BRIEF: Would you count how many lines of the material below hold the string "lexmatch"? Give only the number.

GIVEN DATA:
---*---

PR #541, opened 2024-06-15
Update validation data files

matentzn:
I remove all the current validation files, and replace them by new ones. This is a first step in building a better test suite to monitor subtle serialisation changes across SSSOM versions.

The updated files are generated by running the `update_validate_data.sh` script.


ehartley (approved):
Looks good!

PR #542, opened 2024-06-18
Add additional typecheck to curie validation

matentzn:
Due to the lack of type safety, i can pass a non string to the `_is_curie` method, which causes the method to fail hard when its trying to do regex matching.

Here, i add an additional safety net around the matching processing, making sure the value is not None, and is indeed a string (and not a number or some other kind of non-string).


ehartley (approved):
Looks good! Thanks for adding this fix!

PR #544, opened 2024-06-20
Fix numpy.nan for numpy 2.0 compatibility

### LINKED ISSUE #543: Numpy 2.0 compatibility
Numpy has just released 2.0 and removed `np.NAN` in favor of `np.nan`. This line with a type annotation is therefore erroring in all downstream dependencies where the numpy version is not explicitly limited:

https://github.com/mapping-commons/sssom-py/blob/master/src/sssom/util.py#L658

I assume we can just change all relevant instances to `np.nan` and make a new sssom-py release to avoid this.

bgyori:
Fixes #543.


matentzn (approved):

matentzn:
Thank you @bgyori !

---*---

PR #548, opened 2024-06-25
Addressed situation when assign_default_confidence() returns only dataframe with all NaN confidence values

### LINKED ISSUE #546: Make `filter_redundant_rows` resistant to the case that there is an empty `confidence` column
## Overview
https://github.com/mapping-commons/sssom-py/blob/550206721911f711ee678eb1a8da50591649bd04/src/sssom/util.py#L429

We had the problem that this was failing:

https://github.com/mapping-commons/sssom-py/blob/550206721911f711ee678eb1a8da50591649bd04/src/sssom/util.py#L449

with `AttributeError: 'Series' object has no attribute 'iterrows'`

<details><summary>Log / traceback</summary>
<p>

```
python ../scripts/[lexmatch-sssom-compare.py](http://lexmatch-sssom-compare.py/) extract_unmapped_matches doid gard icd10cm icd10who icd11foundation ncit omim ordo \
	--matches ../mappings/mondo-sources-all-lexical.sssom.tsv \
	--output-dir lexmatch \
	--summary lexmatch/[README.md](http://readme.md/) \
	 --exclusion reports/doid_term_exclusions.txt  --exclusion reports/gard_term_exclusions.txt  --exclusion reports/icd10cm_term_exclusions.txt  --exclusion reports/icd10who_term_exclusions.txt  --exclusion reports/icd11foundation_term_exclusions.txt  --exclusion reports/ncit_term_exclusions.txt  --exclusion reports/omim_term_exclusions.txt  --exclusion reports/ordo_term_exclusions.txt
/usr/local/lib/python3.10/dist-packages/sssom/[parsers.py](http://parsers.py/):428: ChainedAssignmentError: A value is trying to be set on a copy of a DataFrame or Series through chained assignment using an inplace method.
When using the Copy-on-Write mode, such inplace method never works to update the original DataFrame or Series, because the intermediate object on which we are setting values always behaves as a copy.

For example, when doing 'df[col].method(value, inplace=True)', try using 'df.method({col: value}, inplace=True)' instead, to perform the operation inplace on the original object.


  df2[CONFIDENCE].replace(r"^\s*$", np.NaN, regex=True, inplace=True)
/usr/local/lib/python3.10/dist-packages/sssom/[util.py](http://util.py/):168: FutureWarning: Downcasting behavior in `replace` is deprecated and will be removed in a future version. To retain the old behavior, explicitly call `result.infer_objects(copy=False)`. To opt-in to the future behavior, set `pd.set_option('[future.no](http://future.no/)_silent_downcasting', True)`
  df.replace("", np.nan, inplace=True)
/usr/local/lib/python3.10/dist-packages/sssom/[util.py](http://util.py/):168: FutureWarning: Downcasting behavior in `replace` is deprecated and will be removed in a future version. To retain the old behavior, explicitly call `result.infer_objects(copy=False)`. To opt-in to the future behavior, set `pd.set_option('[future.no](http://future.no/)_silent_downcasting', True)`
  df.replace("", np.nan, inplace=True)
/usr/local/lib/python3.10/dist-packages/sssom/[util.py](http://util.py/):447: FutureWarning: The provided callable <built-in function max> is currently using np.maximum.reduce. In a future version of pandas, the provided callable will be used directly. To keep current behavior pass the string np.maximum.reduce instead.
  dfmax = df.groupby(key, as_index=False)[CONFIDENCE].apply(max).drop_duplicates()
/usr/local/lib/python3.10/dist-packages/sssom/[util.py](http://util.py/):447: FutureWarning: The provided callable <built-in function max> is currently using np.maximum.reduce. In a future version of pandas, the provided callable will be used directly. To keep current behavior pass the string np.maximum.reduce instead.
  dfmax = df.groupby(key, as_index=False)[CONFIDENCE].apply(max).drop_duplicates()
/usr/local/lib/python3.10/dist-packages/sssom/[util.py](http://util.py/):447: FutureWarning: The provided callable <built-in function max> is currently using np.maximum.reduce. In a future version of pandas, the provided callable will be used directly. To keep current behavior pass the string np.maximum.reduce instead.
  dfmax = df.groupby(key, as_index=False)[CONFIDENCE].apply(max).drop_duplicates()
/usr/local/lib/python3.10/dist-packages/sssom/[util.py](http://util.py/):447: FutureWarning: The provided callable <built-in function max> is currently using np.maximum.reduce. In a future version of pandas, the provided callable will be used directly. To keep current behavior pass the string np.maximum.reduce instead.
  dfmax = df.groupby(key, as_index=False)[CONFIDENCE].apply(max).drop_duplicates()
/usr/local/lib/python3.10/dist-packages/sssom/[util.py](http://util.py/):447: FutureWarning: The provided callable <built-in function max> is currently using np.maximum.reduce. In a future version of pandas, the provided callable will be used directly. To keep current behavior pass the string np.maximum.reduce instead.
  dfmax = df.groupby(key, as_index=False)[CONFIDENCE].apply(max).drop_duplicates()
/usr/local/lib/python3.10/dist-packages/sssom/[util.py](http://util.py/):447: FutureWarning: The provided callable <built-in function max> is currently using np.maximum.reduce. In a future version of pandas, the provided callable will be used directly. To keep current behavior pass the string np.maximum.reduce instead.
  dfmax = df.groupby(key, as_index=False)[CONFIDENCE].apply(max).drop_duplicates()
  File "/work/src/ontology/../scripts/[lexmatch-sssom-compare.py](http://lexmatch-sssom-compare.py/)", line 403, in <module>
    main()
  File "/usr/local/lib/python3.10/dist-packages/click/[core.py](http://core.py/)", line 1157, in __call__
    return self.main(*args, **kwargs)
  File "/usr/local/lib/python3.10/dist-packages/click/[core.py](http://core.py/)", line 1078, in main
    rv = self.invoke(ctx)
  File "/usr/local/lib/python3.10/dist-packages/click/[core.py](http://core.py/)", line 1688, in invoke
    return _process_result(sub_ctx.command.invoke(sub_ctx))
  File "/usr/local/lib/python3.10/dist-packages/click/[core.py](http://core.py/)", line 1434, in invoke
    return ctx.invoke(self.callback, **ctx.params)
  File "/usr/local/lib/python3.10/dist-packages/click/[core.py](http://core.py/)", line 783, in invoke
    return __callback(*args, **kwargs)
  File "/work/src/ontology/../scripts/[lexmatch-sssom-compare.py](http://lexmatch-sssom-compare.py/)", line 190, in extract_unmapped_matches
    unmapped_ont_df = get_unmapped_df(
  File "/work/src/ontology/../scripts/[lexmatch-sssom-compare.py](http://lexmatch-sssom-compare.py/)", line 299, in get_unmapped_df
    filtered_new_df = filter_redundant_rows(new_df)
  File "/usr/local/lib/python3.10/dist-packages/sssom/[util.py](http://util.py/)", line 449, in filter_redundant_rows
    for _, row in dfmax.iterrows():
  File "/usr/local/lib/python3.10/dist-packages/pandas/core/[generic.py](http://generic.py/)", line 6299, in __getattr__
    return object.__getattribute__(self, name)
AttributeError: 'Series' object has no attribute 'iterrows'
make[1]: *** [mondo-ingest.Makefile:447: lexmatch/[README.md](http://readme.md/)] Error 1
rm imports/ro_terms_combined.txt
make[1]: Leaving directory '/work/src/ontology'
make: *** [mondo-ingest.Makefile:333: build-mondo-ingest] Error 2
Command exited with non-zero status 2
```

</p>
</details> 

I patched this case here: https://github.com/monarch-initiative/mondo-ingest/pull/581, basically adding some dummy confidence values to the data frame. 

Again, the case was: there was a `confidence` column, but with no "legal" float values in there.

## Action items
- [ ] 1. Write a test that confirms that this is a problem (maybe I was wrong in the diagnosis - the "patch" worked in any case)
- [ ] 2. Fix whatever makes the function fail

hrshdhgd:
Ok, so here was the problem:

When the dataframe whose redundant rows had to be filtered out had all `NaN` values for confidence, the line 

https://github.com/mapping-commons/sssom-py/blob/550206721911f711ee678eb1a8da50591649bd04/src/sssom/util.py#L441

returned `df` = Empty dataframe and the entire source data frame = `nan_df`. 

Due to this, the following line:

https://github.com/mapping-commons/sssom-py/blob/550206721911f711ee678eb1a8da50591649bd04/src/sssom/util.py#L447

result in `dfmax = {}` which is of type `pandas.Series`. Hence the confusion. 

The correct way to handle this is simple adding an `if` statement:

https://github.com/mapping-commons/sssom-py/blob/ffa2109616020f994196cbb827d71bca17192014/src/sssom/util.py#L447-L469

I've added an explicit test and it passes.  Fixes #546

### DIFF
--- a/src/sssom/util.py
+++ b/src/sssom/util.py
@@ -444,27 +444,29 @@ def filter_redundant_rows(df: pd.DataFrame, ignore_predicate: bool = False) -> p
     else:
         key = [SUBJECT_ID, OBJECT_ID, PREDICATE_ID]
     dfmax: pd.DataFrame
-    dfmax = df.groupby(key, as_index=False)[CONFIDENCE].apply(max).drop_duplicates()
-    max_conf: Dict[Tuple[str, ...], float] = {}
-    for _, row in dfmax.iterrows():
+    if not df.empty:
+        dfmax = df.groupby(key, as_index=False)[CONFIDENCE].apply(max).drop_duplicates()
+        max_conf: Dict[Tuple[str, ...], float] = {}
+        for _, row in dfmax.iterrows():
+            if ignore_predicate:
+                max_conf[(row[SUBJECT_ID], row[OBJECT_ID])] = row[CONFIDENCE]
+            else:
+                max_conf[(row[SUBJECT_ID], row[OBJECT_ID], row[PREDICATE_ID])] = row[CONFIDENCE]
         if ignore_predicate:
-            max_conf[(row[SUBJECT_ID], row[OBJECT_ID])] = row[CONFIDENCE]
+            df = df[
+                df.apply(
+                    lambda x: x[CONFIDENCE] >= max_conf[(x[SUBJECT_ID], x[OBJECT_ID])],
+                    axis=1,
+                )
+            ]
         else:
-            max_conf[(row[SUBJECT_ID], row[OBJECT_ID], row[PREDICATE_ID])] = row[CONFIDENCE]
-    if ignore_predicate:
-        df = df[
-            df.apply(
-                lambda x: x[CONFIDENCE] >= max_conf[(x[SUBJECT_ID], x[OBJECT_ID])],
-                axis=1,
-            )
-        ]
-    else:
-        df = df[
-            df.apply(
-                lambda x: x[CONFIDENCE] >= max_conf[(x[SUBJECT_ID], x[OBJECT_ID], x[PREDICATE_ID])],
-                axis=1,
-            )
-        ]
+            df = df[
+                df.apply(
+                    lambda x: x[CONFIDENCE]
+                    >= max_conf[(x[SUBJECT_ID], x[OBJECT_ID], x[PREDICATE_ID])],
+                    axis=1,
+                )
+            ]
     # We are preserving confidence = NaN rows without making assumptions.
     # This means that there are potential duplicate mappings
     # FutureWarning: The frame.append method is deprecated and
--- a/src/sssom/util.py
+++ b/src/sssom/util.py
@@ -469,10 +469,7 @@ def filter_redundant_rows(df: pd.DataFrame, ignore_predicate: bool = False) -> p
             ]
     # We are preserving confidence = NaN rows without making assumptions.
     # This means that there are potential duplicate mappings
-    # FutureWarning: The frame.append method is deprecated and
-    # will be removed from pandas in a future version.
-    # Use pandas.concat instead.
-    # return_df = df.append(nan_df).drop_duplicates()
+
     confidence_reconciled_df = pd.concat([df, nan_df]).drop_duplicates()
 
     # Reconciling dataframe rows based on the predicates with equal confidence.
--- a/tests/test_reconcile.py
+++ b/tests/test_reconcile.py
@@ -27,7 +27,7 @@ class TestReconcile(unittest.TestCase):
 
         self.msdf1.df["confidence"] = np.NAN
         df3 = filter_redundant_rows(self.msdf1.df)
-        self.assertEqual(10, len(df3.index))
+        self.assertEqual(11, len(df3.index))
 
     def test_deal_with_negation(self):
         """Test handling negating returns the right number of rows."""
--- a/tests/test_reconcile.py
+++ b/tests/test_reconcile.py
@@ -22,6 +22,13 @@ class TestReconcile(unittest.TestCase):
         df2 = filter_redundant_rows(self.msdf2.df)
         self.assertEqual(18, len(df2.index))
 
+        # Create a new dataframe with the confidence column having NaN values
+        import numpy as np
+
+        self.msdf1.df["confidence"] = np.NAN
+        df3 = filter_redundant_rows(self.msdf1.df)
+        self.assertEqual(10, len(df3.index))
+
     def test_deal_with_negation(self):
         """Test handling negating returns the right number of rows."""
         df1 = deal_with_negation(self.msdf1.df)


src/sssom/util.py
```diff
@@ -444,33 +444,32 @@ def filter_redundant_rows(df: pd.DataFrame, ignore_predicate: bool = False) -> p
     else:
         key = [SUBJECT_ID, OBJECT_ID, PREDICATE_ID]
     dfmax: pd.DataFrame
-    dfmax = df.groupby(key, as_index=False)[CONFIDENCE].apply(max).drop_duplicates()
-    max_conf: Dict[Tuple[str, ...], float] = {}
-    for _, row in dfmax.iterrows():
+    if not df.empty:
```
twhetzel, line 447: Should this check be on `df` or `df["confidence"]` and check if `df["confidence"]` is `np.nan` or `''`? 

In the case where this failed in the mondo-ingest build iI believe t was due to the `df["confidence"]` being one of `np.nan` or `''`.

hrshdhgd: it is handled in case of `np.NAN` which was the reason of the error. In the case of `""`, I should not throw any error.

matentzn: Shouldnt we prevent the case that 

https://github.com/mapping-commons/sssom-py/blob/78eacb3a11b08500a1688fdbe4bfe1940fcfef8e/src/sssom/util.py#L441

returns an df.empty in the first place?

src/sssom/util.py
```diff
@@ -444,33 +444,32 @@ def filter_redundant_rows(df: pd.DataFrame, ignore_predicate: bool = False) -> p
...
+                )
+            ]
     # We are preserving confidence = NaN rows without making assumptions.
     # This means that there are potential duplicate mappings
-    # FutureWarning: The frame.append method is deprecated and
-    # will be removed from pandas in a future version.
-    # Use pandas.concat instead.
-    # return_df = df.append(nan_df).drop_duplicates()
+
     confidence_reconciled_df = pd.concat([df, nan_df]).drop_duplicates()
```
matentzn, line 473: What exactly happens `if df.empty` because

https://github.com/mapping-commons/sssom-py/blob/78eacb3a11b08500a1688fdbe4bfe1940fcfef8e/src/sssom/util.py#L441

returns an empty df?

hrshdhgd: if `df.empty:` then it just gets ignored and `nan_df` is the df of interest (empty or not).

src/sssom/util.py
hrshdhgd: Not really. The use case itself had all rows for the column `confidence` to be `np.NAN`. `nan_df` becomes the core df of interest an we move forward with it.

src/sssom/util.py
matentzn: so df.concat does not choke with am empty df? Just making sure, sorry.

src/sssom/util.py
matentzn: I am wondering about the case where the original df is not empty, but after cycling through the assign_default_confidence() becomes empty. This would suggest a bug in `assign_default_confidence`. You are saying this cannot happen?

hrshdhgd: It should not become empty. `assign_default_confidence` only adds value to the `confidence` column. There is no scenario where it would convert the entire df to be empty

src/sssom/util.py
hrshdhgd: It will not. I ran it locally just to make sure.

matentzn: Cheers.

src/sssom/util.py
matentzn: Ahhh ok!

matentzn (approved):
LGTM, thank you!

---*---

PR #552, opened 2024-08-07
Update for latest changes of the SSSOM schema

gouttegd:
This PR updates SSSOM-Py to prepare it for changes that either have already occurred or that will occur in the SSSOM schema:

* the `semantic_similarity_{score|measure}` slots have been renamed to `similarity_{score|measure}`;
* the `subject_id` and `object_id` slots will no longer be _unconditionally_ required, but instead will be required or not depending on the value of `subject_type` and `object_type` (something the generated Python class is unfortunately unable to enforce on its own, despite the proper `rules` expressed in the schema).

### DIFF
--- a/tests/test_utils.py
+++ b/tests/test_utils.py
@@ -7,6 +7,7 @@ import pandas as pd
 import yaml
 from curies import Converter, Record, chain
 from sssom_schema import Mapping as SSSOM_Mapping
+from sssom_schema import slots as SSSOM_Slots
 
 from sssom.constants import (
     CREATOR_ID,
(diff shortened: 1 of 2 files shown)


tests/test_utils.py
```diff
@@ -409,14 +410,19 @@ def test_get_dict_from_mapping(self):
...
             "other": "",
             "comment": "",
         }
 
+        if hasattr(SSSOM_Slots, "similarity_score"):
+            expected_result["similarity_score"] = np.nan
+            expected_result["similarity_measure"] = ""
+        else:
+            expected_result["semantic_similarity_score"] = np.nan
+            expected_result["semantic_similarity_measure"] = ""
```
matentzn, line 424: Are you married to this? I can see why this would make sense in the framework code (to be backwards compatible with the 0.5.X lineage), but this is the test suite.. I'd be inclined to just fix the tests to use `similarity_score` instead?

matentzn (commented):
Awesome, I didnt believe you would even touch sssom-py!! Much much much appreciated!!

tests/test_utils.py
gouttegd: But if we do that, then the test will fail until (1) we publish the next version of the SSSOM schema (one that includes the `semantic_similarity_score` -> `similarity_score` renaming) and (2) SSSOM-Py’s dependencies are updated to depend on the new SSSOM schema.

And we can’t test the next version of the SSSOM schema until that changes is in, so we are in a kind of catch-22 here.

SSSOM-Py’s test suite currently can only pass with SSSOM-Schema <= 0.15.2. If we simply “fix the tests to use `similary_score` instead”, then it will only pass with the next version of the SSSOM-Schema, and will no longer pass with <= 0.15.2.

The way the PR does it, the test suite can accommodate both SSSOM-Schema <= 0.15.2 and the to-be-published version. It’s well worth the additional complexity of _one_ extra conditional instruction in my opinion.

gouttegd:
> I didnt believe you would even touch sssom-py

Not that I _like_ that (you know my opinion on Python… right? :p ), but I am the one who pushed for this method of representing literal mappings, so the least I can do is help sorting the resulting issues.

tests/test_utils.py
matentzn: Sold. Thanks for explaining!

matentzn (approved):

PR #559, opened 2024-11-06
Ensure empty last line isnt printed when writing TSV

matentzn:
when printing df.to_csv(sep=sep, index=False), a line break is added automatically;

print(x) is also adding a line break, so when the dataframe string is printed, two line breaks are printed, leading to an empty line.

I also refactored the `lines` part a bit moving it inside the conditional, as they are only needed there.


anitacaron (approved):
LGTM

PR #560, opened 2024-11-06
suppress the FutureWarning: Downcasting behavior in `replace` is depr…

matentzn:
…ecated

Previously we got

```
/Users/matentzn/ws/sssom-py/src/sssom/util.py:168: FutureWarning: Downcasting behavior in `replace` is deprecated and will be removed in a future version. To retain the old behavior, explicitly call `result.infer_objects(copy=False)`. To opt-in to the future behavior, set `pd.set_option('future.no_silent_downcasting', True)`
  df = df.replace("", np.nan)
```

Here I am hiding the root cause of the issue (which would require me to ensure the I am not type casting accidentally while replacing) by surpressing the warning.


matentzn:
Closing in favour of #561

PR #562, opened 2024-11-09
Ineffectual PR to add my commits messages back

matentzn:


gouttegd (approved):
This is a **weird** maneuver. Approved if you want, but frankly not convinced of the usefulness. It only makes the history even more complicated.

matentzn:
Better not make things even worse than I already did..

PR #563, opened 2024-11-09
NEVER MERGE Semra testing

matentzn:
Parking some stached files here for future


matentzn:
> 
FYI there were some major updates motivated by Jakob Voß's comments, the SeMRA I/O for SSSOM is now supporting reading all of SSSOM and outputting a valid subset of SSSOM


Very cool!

---*---

COMPLETED EXERCISE: 7